=== Task requirements ===
Your answer is a number only: how many lines in the data below contain "provide"?

=== Exercise data ===
Issue #22385, opened 2025-04-20
Enhancement: Upgrade to libyang3


bradh352:
### Is it platform specific

generic

### Importance or Severity

High

### Description of the enhancement

SONiC currently uses 3 versions of libyang: 1.0.73, 1.0.184, and 2.1.148. All are end of life and potentially have security issues. The current release is 3.12.2 and that is what we are targeting here.

There are also numerous libyang related bugs that have been "worked around" in SONiC due to the shortcomings of libyang1. Hopefully upgrading to a modern version will resolve such issues.

### Current Behavior

3 libyang versions

### Proposed Behavior

single libyang version

### PR Tracking Table
| PR | description | dependencies |
|---------|--------|--------|
| #21679 | Remove libyang 1.0.184. build libyang 3.12.2, libyang-python 3.1.0.  Migrate FRR to libyang 3.  Update sonic-yang-models test cases specifically to make it easier to see libyang3-specific changes once those land. **THIS CAN BE MERGED WITHOUT ANY POSSIBLE IMPACT** | None |
| #21719 | Port sonic-yang-models test cases **THIS CAN BE MERGED WITHOUT ANY POSSIBLE IMPACT** | #21679 |
| #21716 | Port sonic-yang-mgmt. | #21679, #21719 |
| #21718 | Update all subprojects that use libyang1 to depend on libyang3 | #21679, #21719, #21716 |
| https://github.com/sonic-net/sonic-utilities/pull/3766 | sonic-utilities | #21679, #21719, #21716, #21718 |
| #21752, https://github.com/sonic-net/sonic-swss-common/pull/973 | swss-common | #21679, #21719, #21716, #21718 |
| #21789, https://github.com/sonic-net/sonic-mgmt-common/pull/157 | sonic-mgmt-common (GOlang) | #21679, #21718 |
| https://github.com/sonic-net/sonic-platform-daemons/pull/589 , https://github.com/sonic-net/sonic-swss/pull/3518 , https://github.com/sonic-net/sonic-dbsyncd/pull/74 , https://github.com/sonic-net/sonic-restapi/pull/157 , https://github.com/sonic-net/sonic-snmpagent/pull/348 , https://github.com/sonic-net/sonic-platform-common/pull/544 | azure pipelines: update various external repos to pull in the libyang3 debs that are otherwise not in need of modification | all of the above |
| #21790 | cleanup / remove libyang1 | all of the above |

prgeor:
[...]

PR #21716, opened 2025-02-12
libyang: upgrade to v3 step 2 -- port sonic-yang-mgmt

bradh352:
#### Why I did it

libyang3 porting.

Port of sonic-yang-mgmt

Depends PR #21679

##### Work item tracking
- Microsoft ADO **(number only)**:

#### How to verify it

All PRs listed on #21679 must be merged into a local build tree in order to test due to cross-repository dependencies.

#### Which release branch to backport (provide reason below if selected)

None

#### Tested branch (Please provide the tested image version)

master as of 20250212

#### Description for the changelog

libyang: upgrade to v3 step 2 -- port sonic-yang-mgmt

#### Link to config_db schema for YANG module changes

N/A

#### A picture of a cute animal (not mandatory but encouraged)
Signed-off-by: Brad House (@bradh352)

PR #26584, opened 2026-04-06
[yang-mgmt] Port sonic-yang-mgmt from libyang1 to libyang3 Python bindings

bhouse-nexthop:
#### Why I did it

Port `sonic-yang-mgmt` from the libyang1 Python bindings (`import yang`) to the libyang3 Python bindings (`import libyang`) as part of the SONiC-wide libyang3 upgrade tracked in #22385.

Replaces the earlier PR #21716, which was written against an older codebase. The current branch has diverged significantly (the `sonic_yang_path.py` mixin, an enhanced `find_data_dependencies` with DFS + value-matching, schema-dependency caching, etc.), so a fresh port was needed.

A second pass on this branch (commit `045f74b8e`) goes further than a straight 1:1 port: it removes the manual `uses`/`grouping` inlining the old code did over the YIN/`xmltodict` representation and walks libyang3's compiled schema tree directly. libyang2/3 introduced a parsed-vs-compiled split in the C library — `lysp_*` preserves `uses`/`grouping`/`augment`/`deviation` as discrete nodes, while `lysc_*` has them already resolved. The libyang3-py SNode iteration (`Module.children`, `SContainer.children`, `lys_getnext`) walks the compiled tree, so consuming SNodes directly gives us the post-resolution view "for free" and the manual inlining (`_compileUsesClauseModel` / `_preProcessYangGrouping` / `_findYangModuleFromPrefix` / `_loadJsonYangModel` / `print_mem("yin")` + `xmltodict.parse`) can be deleted entirely.

**Dependencies:**
- Depends on sonic-net/sonic-buildimage#26563 merging first (yang-mgmt prerequisite fixes: `find_data_dependencies` rewrite, uses compilation, test isolation)
- Depends on sonic-net/sonic-utilities#4118 merging first (removes direct libyang dependency from sonic-utilities)

##### Work item tracking

#### How I did it

The branch is structured as six commits with logical separation:

1. **`sonic-yang-mgmt: Depend on libyang3 instead of libyang1`** — switches build/runtime dependencies from `LIBYANG`/`LIBYANG_CPP`/`LIBYANG_PY3` to `LIBYANG3`/`LIBYANG3_PY3` across Dockerfiles and `rules/*.mk`. `libyang_cpp` is dropped — `libyang3-py3` binds directly to the C library.
2. **`sonic-yang-mgmt: Port code to libyang3 Python bindings`** — the core API migration in `sonic_yang.py` and `sonic_yang_ext.py`. See API mapping table below.
3. **`sonic-yang-mgmt: Update xpath_join() for libyang3 prefix convention`** — libyang3 uses RFC 7951 JSON-style prefixes for schema xpaths; only the first token gets a module prefix, child tokens inherit from parent.
4. **`sonic-yang-mgmt: Update test cases for libyang3`** — test data updates (see "How to verify" below). No production-code change.
5. **`sonic-yang-mgmt: Fix pyright type errors across all modules`** — resolves all pyright errors (82 in `sonic_yang_ext.py`, 17 in `sonic_yang.py`, 16 in `sonic_yang_path.py` → 0 in all three) via `TYPE_CHECKING` mixin stubs, `Optional` annotations, and `None` guards.
6. **`sonic-yang-mgmt: Walk libyang3 compiled schema directly; drop manual uses/grouping inlining`** — the second-pass refactor. Replaces every `model.get('list')` / `model['key']['@value']` / `leaf['type']['@name']` access with the corresponding SNode call, deletes the `xmltodict`-based pathway, and drops the `xmltodict` dependency. Net ~600 lines removed.

##### Core API migration (commit 2)

| Operation | libyang1 | libyang3 |
|---|---|---|
| Context creation | `ly.Context(yang_dir, options)` | `ly.Context(yang_dir)` |
| Module loading | `ctx.parse_module_path(f, ly.LYS_IN_YANG)` | `ctx.parse_module_file(fh, "yang")` |
| Data parsing | `ctx.parse_data_path(f, ly.LYD_JSON, flags)` | `ctx.parse_data_file(fh, "json", no_state=True, strict=True, json_string_datatypes=True)` |
| Data node create | `root.new_path(ctx, xpath, val, 0, 0)` | `ctx.create_data_path(xpath, parent=root, value=val)` |
| Data node search | `root.find_path(xpath).data()` | `root.find_all(xpath)` |
| Validation | `node.validate(ly.LYD_OPT_CONFIG, ctx)` | `node.validate(no_state=True)` |
| Serialization | format constants (`ly.LYD_JSON`) | string names (`"json"`, `"yang"`, `"yin"`) |
| Value access | `data_node.subtype().value_str()` | `data_node.value()` (with `isinstance` `DLeaf`/`DLeafList` guard) |
| Schema path | `schema_node.path()` | `schema_node.schema_path()` |
| Type info | `subtype().type().base()` (int constant) | `type().basename()` (string: `"string"`, `"uint16"`, `"leafref"`, …) |
| Leafref path | `subtype().type().info().lref().path()` | `schema_node.type().leafref_path()` |
| Leafref type tag | `ly.LY_TYPE_LEAFREF` | `ly.Type.LEAFREF` |
| Backlinks | recursive per-node lookup | `ctx.find_backlinks_paths()` + `ctx.find_leafref_path_target_paths()`, cached in `backlinkMap` |

Also added `__del__()` for explicit `root.free()` / `ctx.destroy()` cleanup; removed `_load_schema_modules_ctx()`, `_str_to_type()`, and the `sonic_yang_options` constructor parameter.

##### Compiled-schema refactor (commit 6)

The original code called `module.print_mem("yin")` on each loaded module, parsed the resulting XML with `xmltodict`, and stored the dict tree as `self.yJson`. Because libyang3's YIN printer emits the *parsed* tree (`printer_schema.c:56-64` → `yin_print_parsed_module`), `<uses>` and `<grouping>` survive into the dict tree — so `sonic_yang_ext` re-implemented the inlining itself: `_preProcessYang` + `_compileUsesClauseModel` + `_compileUsesClauseList` + `_compileUsesClauseRefine` + `_findYangModuleFromPrefix`.

Walking the compiled SNode tree directly lets us delete that whole pathway:

- `self.confDbYangMap[<table>]` now holds an `SContainer` instead of an `xmltodict` dict, plus the module name and top-level container name as plain strings.
- `_createDBTableToModuleMap` walks `module.children(types=(SNode.CONTAINER,))` for each loaded module, registers each child container as a ConfigDB table.
- Every `_xlate*` / `_revXlate*` function takes an SNode and dispatches via `snode.children(types=...)`. Dict-vs-list `isinstance` branching is gone — iterators are always iterators.
- `_createLeafDict` shrinks from a 30-line walker that explicitly unwrapped choice/case to a 4-line generator: `iter_children` with default options already descends into `choice`/`case` and yields the leaves flat, so `model_snode.children(types=(LEAF, LEAFLIST))` covers leaves under choice/case as well as direct leaves.
- The path module (`sonic_yang_path.py`) gets the same conversion: every helper that walked the YIN dict (`__get_xpath_tokens_from_*`, `__get_configdb_path_tokens_from_*`, `__get_list_model`, `__type1_get_model`, `__type1_get_xpath_token`, etc.) now walks SNode children with type filtering.
- The `sonic-cfg-help` CLI is rewritten the same way: `snode.description()`, `snode.mandatory()`, `SLeaf.default()`, `type().basename()`, `type().leafref_path()`, `type().union_types()`, `slist.keys()`, `case.when_conditions()`. `print_documentation` drives off `confDbYangMap` directly instead of re-iterating `yJson`.

Removed: `self.yJson`, `self.preProcessedYang`, `_loadJsonYangModel`, `_preProcessYang`, `_preProcessYangGrouping`, `_compileUsesClause`, `_compileUsesClauseModel`, `_compileUsesClauseList`, `_compileUsesClauseRefine`, `_compileUsesClauseRefineApply`, `_findYangModuleFromPrefix`, the `from xmltodict import parse` import, and the `xmltodict==0.12.0` entry from `setup.py` `install_requires` and `tests_require`.

##### Test changes

Two white-box test classes are deleted because they exercised structures that no longer exist:

- `Test_SonicYang_UsesCompilation` (8 tests) asserted on `self.yJson` shape and `self.preProcessedYang['grouping']` content — both are internal state of the deleted machinery. Replaced by a single black-box test, `Test_SonicYang_UsesResolution::test_grouping_supplied_nodes_in_compiled_tree`, that loads the existing `test-grouping.yang` fixture and asks the libyang context to resolve `TEST_GROUPING_LIST` via `ctx.find_path()`. The SNode children must include `settings` (from `group-with-container`), `member` (from `group-with-list`), `description` (from nested-uses chain `nested-uses-group` → `simple-fields`), and `extra` (native leaf in the nested grouping) — proving the same coverage at the user-visible schema level.
- `TestCfgHelpUnionType` (3 tests) constructed `xmltodict`-shaped dicts (`{'@name': ..., 'type': {'@name': 'union', 'type': ...}}`) and called `parse_leaf` directly to verify the dict-vs-list ambiguity that `xmltodict` produced for unions with a single member type — that whole class of bug doesn't exist under the SNode API.

The remaining `TestCfgHelp` class (7 black-box tests that subprocess `sonic-cfg-help` and assert on stdout) is **untouched** and continues to validate the user-facing CLI for table, field, leaf-list, type-1 map, when-condition, and nested-container patterns.

Real SONiC YANG models use `grouping`/`uses` extensively (sonic-types typedefs, sonic-bgp-common, qos/buffer table groupings), so `test_validate_yang_models`, `test_xlate_rev_xlate`, `test_find_data_dependencies`, `test_find_schema_dependencies`, `test_get_data_type`, `test_get_leafref_*`, and `test_find_data_node_schema_xpath` continue to exercise the resolution path against the real model set.

#### How to verify it

```
make target/python-wheels/bookworm/sonic_yang_mgmt-1.0-py3-none-any.whl
grep passed target/python-wheels/bookworm/sonic_yang_mgmt-1.0-py3-none-any.whl.log
```

→ `42 passed in 1.56s` (build elapsed: ~12 s).

Pyright is clean on all six changed files — only the host-only `Import "libyang" could not be resolved` remains, which is expected (libyang3-py3 is installed inside the build container, not on the build host).

Test data updates (commit 4) required for libyang3 semantics:

- `test_SonicYang.json`: `data_type` strings (`"LY_TYPE_STRING"` → `"string"`, `"LY_TYPE_LEAFREF"` → `"leafref"`, …), schema xpaths updated to v3 prefix convention (only first token prefixed), `leafref_path` values use YANG prefix instead of module name, `delete_nodes.valid` field changed from string to boolean.
- `config_data.json`: pattern-validated leaf values changed (`true`/`false` → `"up"`/`"down"`) since libyang3 enforces string patterns strictly.
- `test-yang-structure.yang`: pattern updated to `"down|up"` to match config data.
- `test_sonic_yang.py`: removed `_str_to_type()` calls, updated `_merge_data()` signature, added `_deleteNode` return-value assertion.

- [ ] 202305
- [ ] 202311
- [ ] 202405
- [ ] 202411
- [ ] 202505
- [ ] 202511

- [x] master (as of 2026-04-28)

[yang-mgmt] Port sonic-yang-mgmt from libyang1 to libyang3 Python bindings; walk compiled schema tree to drop manual `uses`/`grouping` inlining and the `xmltodict` dependency.

N/A — no YANG model schema changes, only the management library that processes them.


src/sonic-yang-mgmt/sonic_yang_ext.py
```diff
@@ -375,141 +199,71 @@ def _extractKey(self, tableKey, keys):
...
-        if leafDict[key]['__isleafList']:
+        if is_leaf_list:
             vValue = list()
             if isinstance(value, str) and (self.elementPath[0], self.elementPath[-1]) in LEAF_LIST_WITH_STRING_VALUE_DICT:
                 # For field defined as leaf-list but has string value in CONFIG DB, need do special handling here. For exampe:
                 # port.adv_speeds in CONFIG DB has value "100,1000,10000", it shall be transferred to [100,1000,10000] as YANG value here to
-                # make it align with its YANG definition.
-                value = (x.strip() for x in value.split(LEAF_LIST_WITH_STRING_VALUE_DICT[(self.elementPath[0], self.elementPath[-1])]))
+                # be compliant with yang model.
+                value = value.split(LEAF_LIST_WITH_STRING_VALUE_DICT[(self.elementPath[0], self.elementPath[-1])])
```
rimunagala: Nit (non-blocking): The .strip() on each split element was dropped here. A few entries in LEAF_LIST_WITH_STRING_VALUE_DICT are string-typed (e.g. MIRROR_SESSION.src_ip, BGP_ALLOWED_PREFIXES.prefixes_v4/v6, NTP.src_intf), so a value like "10.0.0.1, 10.0.0.2" would now keep the leading space and could fail YANG pattern validation. Risk is very low since ConfigDB doesn't store spaces around delimiters, but
consider keeping the .strip() as a defensive measure:

 value = [x.strip() for x in value.split(LEAF_LIST_WITH_STRING_VALUE_DICT[(self.elementPath[0], self.elementPath[-1])])]

rimunagala (dismissed):

src/sonic-yang-mgmt/sonic_yang_ext.py
bhouse-nexthop: Accepted — restored `.strip()` via list comprehension in 9893b4520. Thanks for catching the regression from the libyang1 code path.

rimunagala (approved):

rookie-who (approved):

rookie-who (approved):

vaibhavhd (approved):

yutongzhang-microsoft:
Hi, @bhouse-nexthop , this PR will cause the issue https://dev.azure.com/mssonic/build/_build/results?buildId=1119863&view=logs&j=5562265b-363f-5c64-5cff-7b508c285721&t=2a766db5-c3a4-56e8-abe6-434d5e07f32d, which block the CI, can you please check?

bradh352:
> Hi, @bhouse-nexthop , this PR will cause the issue https://dev.azure.com/mssonic/build/_build/results?buildId=1119863&view=logs&j=5562265b-363f-5c64-5cff-7b508c285721&t=2a766db5-c3a4-56e8-abe6-434d5e07f32d, which block the CI, can you please check?

This PR is the proper fix:
https://github.com/sonic-net/sonic-swss-common/pull/973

=== Answer to this task ===
2